Ага! И тогда ты заноешь, что жарко и пить охота, и лучше бы снова тундра!..
Мгла поглощала мгу всё заметнее, туман густел, и я топотал по нему, разменяв сто второе уже второе дыхание. И вдруг лес начал редеть.
Ну если снова какая пасека, ну если просто по кругу прогнали, нелюди!..
Шагов через… не знаю, через сколько шагов… всё объяснилось: мы вышли к болоту. Бескрайнему, что в стороны, что вперёд. Прямо у ног начинались и тут же уходили под затянутую серой, как здесь принято, ряской воду допотопные мостки. Шлагбаума естественней и обидней придумать было нельзя.
Я опустил Лёльку на траву, упал рядом и беспомощно хохотнул — один раз. Зачем больше?
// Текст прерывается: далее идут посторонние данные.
PR #893, opened 2022-01-31
Cancel a Zarr upload if an error occurs partway through

jwodder:


dandi/files.py
```diff
@@ -827,13 +827,25 @@ def iter_upload(
...
-                        size = fut.result()
-                        bytes_uploaded += size
-                        yield {
-                            "status": "uploading",
-                            "upload": 100 * bytes_uploaded / stat.size,
-                            "current": bytes_uploaded,
-                        }
+                        try:
+                            size = fut.result()
+                        except Exception as e:
```
yarikoptic, line 832: could they be retried?  During the upload of millions of files for days some intermittent failures are probably unavoidable, so dandi-cli should retry whenever possible. Looking at `_upload_zarr_file` I don't see any retries.  Could you please check if those PUT requests could be retried?

jwodder: `_upload_zarr_file()` uses `RESTFullAPIClient`, which already automatically retries on 500, 502, 503, and 504.  Are there any other statuses you want retried?

yarikoptic: ah, cool.  not sure yet of any extra.  I guess we could add later after/if we encounter any (e.g `206 Partial Content (RFC 7233)` although that one might be relevant only for GETs).

Then let's proceed.  I think interrupting early would be beneficial ATM to not drag too long to discover a problem.

PR #896, opened 2022-02-01
Adding BIDS support

yarikoptic:
- [x] include stock and our DANDI tuned schemas
- [ ] provide needed support code for intermediate BIDS dedicated validation command (e.g. `dandi bids-validate [--bids-version VERSION] TOPOFBIDSDATASET [PATHs*]`)
   - [x] if `--bids-version` is not provided -- take the one within `dataset_description.json`, if provided -- use that version
   - [ ] parse entities for metadata
   - [x] validate filenames according to schema
       - [ ] corresponding dandisets should have "proper" BIDSVersion set to point to one or another version of the BIDS schema 
   - [ ] load extra metadata from sidecar files
- [ ] (might be separate issue/PR) together with @yarikoptic and @jwodder figure out how to integrate bids-validation seamlessly into `dandi validate`. Tricky aspects
   - [x] discovery of paths -- if bids dataset, we should probably just allow all files (besides in `.dotdirs`) not just `.nwb` since BIDS has all kinds of .json, .tsv, etc.  Hint: we can deduce all possible to be present extensions from the schema!
   - [ ] need to operate on paths with awareness of the top level . Actually should have been done also for DANDI layout so we do not have smth like `customsum/sub-01/...`


TheChymera:
As of 48c4992 this should be usable for simple applications with the dandi-extended BIDS schema.

You can get this enhancement branch with:

```console
git clone git@github.com:dandi/dandi-cli.git
cd dandi-cli
git fetch
git checkout -b enh-bids origin/enh-bids
```
and installing from the source.

You should be able to perform a basic BIDS validation of filenames with, e.g.
```console
ANDI_DEVEL=1 dandi validate-bids --schema="1.6.0+dandi001" /path/to/your/bids/dataset/like/000026/rawdata
```

This will produce a `bids-validator-report_*.log` file in your current directory, reporting which regex patterns have been used, which files could not be matched, and which *required* files were not found.

More features will become available shortly, if you experience any issues, feel free to report them here.

TheChymera:
@yarikoptic a general issue resulting from the fact that we have tried to re-use functions from `bids-specification` (i.e. `schemacode`) in as far as feasible, is that this PR will need to ship 2 files from that package. These files might diverge over time... ideally we would push for this to be included upstream and call the function from there. This might constrain how much the function should be dandified, so ideally we would set up some compatibility code in `validate.py` instead of modifying it too much.

yarikoptic:
to expedite bringing this functionality to dandi-cli, I would not worry about establishing the best/ultimate solution long term. long term -- we will continue participation in the next generation of bids-validator/validation based on the schema and strive to (re)use whatever would come from BIDS.  Meanwhile we could
- be half fancy and use `git subtree` (see some instructions in now abandoned [dandi-core](https://github.com/dandi/dandi-core#developers-information) on howto) functionality to bring the entire relevant folder from bids-specification repo here while allowing for "proper" updates later using `git` to bring in changes
- `subtree` might be more pain than gain ATM, so just
  - copy and commit needed files (as-is, no changes whatsoever) in a dedicated folder/submodule
  - initiate branch "3rd-party" (or alike) at that point
  - adjust anything needed to be adjusted in them in this `enh-bids` branch
  - this way later on we can either "cherry-pick" (manually) desired patches from here into bids-specification (while adjusting paths if needed), or easily update our "copy" with fresh one from bids-specification by doing that in "3rd-party" branch and merging it back into `enh-bids` or whatever other branch at a later point

LeeKamentsky:
Hi all.. using this - seeing it's a pull request, I'll report a problem here instead of reporting a bug.
I created a fresh Anaconda environment and ran "pip install ." to install dandi-cli and its dependencies. I ran `dandi validate-bids ...` and got:
```
  File "/mnt/beegfs/Lee/envs/dandi-cli/bin/dandi", line 33, in <module>
    sys.exit(load_entry_point('dandi', 'console_scripts', 'dandi')())
  File "/mnt/beegfs/Lee/envs/dandi-cli/lib/python3.10/site-packages/click/core.py", line 1128, in __call__
  File "/mnt/beegfs/Lee/envs/dandi-cli/lib/python3.10/site-packages/click/core.py", line 1053, in main
    rv = self.invoke(ctx)
  File "/mnt/beegfs/Lee/envs/dandi-cli/lib/python3.10/site-packages/click/core.py", line 1659, in invoke
  File "/mnt/beegfs/Lee/envs/dandi-cli/lib/python3.10/site-packages/click/core.py", line 1395, in invoke
  File "/mnt/beegfs/Lee/envs/dandi-cli/lib/python3.10/site-packages/click/core.py", line 754, in invoke
    return __callback(*args, **kwargs)
  File "/mnt/beegfs/Lee/envs/dandi-cli/lib/python3.10/site-packages/click/decorators.py", line 38, in new_func
    return f(get_current_context().obj, *args, **kwargs)
  File "/home/leek/src/dandi-cli/dandi/cli/base.py", line 102, in wrapper
    return f(*args, **kwargs)
  File "/home/leek/src/dandi-cli/dandi/cli/cmd_validate.py", line 25, in validate_bids
    validate_bids_(
  File "/home/leek/src/dandi-cli/dandi/validate.py", line 25, in validate_bids
    from .bids_validator_xs import load_all, validate_all, write_report
  File "/home/leek/src/dandi-cli/dandi/bids_validator_xs.py", line 5, in <module>
    import yaml
ModuleNotFoundError: No module named 'yaml'
```
I'm currently looking at how to get that dependency (pyyaml?) which I'm assuming should have been installed during setup.

satra:
@TheChymera - perhaps bids-validator can use the same yaml library that dandi uses, which is `ruamel.yaml`

TheChymera:
@LeeKamentsky thank you for giving this a try. `pyyaml` will not be needed as of c488a73f3109f4a07bdbe3b79384d75cb5939664 . Let us know if you were able to give it another try.

LeeKamentsky:
@TheChymera it seems to be running. Unfortunately, we are having a metadata slowdown on our storage server and going through all of the .ngff files has prevented it from completing.

TheChymera:
Hi @LeeKamentsky , during our DANDI meetup today we realized the `.ngff` files (traversable as directories) should not, in fact be traversed. If it's still running it might be best to just interrupt it and try again after we address this. Could you send me an `.ngff` file from your collection so I can test it locally before I push (ideally a small one)?

satra:
@TheChymera - you should be able to create arbitrary files for yourself with something like this and the ome-zarr-py library.

```python
import zarr
import numpy as np

from ome_zarr.writer import write_image

store = zarr.NestedDirectoryStore('test.ngff')
root = zarr.group(store=store, overwrite=True)

mean_val=10
rng = np.random.default_rng(0)
data = rng.poisson(mean_val, size=(1, 1, 100, 100, 100)).astype(np.uint8)
write_image(image=data, group=root)
```

TheChymera:
@LeeKamentsky apologies for the delay, I had tried to do this in a smarter fashion, but it will take a while before that is done. There is an interim fix available as of the last commit, which should perform just as well.

yarikoptic:
I thought that first you would implement `dandi bids-validate [--bids-version VERSION] TOPOFBIDSDATASET [PATHs*]` thus TOPOFBIDSDATASET would be known/specified.  Decided not to bother with a dedicated command?

As for integration with `dandi validate` if you would like to autodetect dataset being a BIDS dataset, then checking for REQUIRED `dataset_description.json` is IMHO Ok, since that file also would then be used to determine BIDSVersion to validate against.  Without that file, there is no BIDS version to validate against.  Making it all loose regexes (`3.`) would just make validation more "forgiving" and thus will not catch misspecifications, thus IMHO should be avoided.

satra:
> autodetect dataset being a BIDS dataset

in dandi a dandiset could have multiple bids datasets, so one should check to for this file to determine the roots of each dataset, and mark any top level folders at the same level as a bids dataset that doesn't have this file an error. i think 26 will be a good use case for this.

yarikoptic:
@satra I thought it was temporary and we would like to aim to have separate (but linked via metadata relationship) bids datasets. If we allow multiple into the same dandiset, IMHO makes validation etc less straightforward and arbitrary

satra:
i don't think they would appreciate that since the stereological data (extracted by humans from the microscopy data) would be completely separated from the source data. and bids provides a standard way of having a data collection have multiple datasets. also some of the combined images like T1maps would be separated. given the small size of the MR components, it would seem weird to do so in this case. i.e. the practical downside outweighs the cleanliness.

but navigating trees to find dataset_descriptions should not be hard. so we should try to support this internally. it may catch several issues as well.

yarikoptic:
> and bids provides a standard way of having a data collection have multiple datasets

what do you have in mind ?

satra:
> what do you have in mind ?

did you see the bids dataset referencing PR ? this doesn't mean it can't be done separately. but the bids-specification also has suggestions for mixing rawdata and derivatives, and 26 is not very different from it.

yarikoptic:
> > what do you have in mind ?
> 
> did you see the bids dataset referencing PR ?

brr... but I guess you mean if I saw https://gui.dandiarchive.org/#/dandiset/000026/draft ;) yes, I did.  It is not a BIDS compliant dataset.  It does contain possibly BIDS compliant datasets.

> but the bids-specification also has suggestions for mixing rawdata and derivatives, and 26 is not very different from it.

I guess you mean the https://bids-specification.readthedocs.io/en/stable/02-common-principles.html#source-vs-raw-vs-derived-data section?    Note that it is really just a suggestion on how to organize multiple datasets, which doesn't really make place it into some compliance with BIDS, and it says that: *"The above example is just a convention that can be useful for organizing raw, source, and derived data while maintaining BIDS compliance of the raw data folder. "*.  As such, we can't even then validate the entire dandiset compliance to some kind of standard (e.g., BIDS) or "agreement" (our DANDI naming convention), unless we indeed formalize some DANDI way to compose multiple (BIDS or not) dandisets together (which could follow aforementioned BIDS recommendation).

NB. asking a question on "rawdata/": https://github.com/bids-standard/bids-specification/issues/1009 .

TheChymera:
NOTE
Just for personal reference, there will remain some lint failures as this is being tracked together with https://github.com/bids-standard/bids-specification/pull/969/ which has different conventions (see `Analogous to:` commit lines) — to be fixed after relevant features are in and right before pulling.

TheChymera:
@yarikoptic @jwodder @satra I think this might be ready for a review.
Getting some new and exciting test issues on ubuntu:
```
requests.exceptions.HTTPError: 500 Server Error: Internal Server Error for url: http://localhost:8000/api/zarr/b07b7d51-d670-4895-a509-53f1c2cc29cd/upload/
```
but it looks like a server accessibility issue unrelated to this PR.

yarikoptic:
@TheChymera please take PR out of Draft mode if you think it is ready for review/merge ;-)

dandi/tests/expected_bids_validator_xs_write.log
```diff
@@ -0,0 +1,7 @@
+
```
jwodder, line 1: Please place this file and the other `*.log` file under `dandi/tests/data` (possibly in a dedicated subdirectory).

jwodder (changes requested):

jwodder:
@yarikoptic @TheChymera At what point will this be integrated into the rest of the asset validation code — as part of this PR or a separate PR?

yarikoptic:
Let's do as a separate PR, since I think we better also RF how we collect/report all warnings/errors while at it (#943) and also have nwbinpsector possibly also in at that point (#941) so we could right away integrate/harmonize across all such 3 validations (dandischema, BIDS, nwbinspector)

yarikoptic:
ok, let's proceed since @jwodder approved.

Садись, как грозился, обнимай, как хотел, и жди, пока совсем не окоченеет. Это конец.
Ошиблась ты, выходит, коза, с азимутом…
— Туды, Андрюх, усё верно, туды.
Я представил как подпрыгиваю, и не подпрыгнул только потому, что здоровья не хватило.
Огляделся — никого.
— Дед? Ты, что ли, опять?..
Тишина.
— Хватит прятаться, леший. Выйди и толком скажи. Реплики он подает, Реплик хренов…
Лес молчал.
— Слышь, благодетель? Чего заткнулся?
Пространство вежливо прокашлялось.
— Ааа! — чего ааа, я ещё не знал, орал с перепугу. — Может, бзднёшь уже антилектом-то?
— Сам не бзди, вставай и пошёл, — донеслось отовсюду сразу. — Сказано туды, вот и не ропшчи. Сюды ж допёрси, значицца таперь туды.
Ну прямо как в плохом кино: наши разведчики в мокрых маскхалатах тычут своими ППШ во все стороны, а из-за каждого куста противный металлический гундёж: русский Иван, сдавайся, ты есть окружён…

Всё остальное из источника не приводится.